▶ [What to produce]:
Scan the lines below for the string "contribution" and copy every one that has it.

Start of Records to use

PR #42, opened 2021-05-15
Add Arch Linux Installation info

LaurentFough:
PKG here: https://aur.archlinux.org/packages/iptvnator-bin/


4gray:
Thank you for your contribution!

PR #106, opened 2022-01-04
add support for loading the epg data based on tvg.id (if provided)

phartshorn:
This MR will attempt to match based on tvg id if provided in the playlist. If there's no tvg.id for a channel, the old behaviour will be used.

Notes: 
* I added a falsy check for the nameObj.value for my playlist has some names that are empty (I'm going to be looking at that next as the playlist works in other iptv apps)
* I also changed the callbacks for as they were, the callback functions weren't actually being called.

My System:
* macOS Monterey
* node v17.2.0


4gray (approved):

4gray:
Thank you for the contribution and for the callback fix!

PR #318, opened 2023-11-07
Update spanish translation

sguinetti:
Greetings and thank you for having accepted the PR earlier. This next is PR is for update es.json file with new strings.


4gray:
Muchas gracias :-)

PR #332, opened 2023-12-02
feat: support for setting channel HTTP referrer headers for HTML 5 Player

sapireli:
This commit introduces support for setting the HTTP referrer headers per channel. The referrer is the http-referrer as defined for each channel in the m3u8 playlist using the VLC format (#EXTVLCOPT:http-referrer=http://example.com/) This feature works currently only for the HTML5 player. Would love any insight on how to do it for the js one.

Updates were made to the html-video-player component for the HTML5 player, and to the logic in the CHANNEL_SET_USER_AGENT function in the main electron api.ts.

### DIFF
--- a/electron/api.ts
+++ b/electron/api.ts
@@ -169,14 +169,12 @@ export class Api {
             .on(
                 CHANNEL_SET_USER_AGENT,
                 (_event, args: { userAgent: string; referer?: string }) => {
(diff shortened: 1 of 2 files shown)


sapireli:
@4gray if you could please accept... many thanks

4gray:
Thank yor the contribution!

End of Records to use

▶ [Result]:
Thank you for your contribution!
Thank you for the contribution and for the callback fix!
Thank yor the contribution!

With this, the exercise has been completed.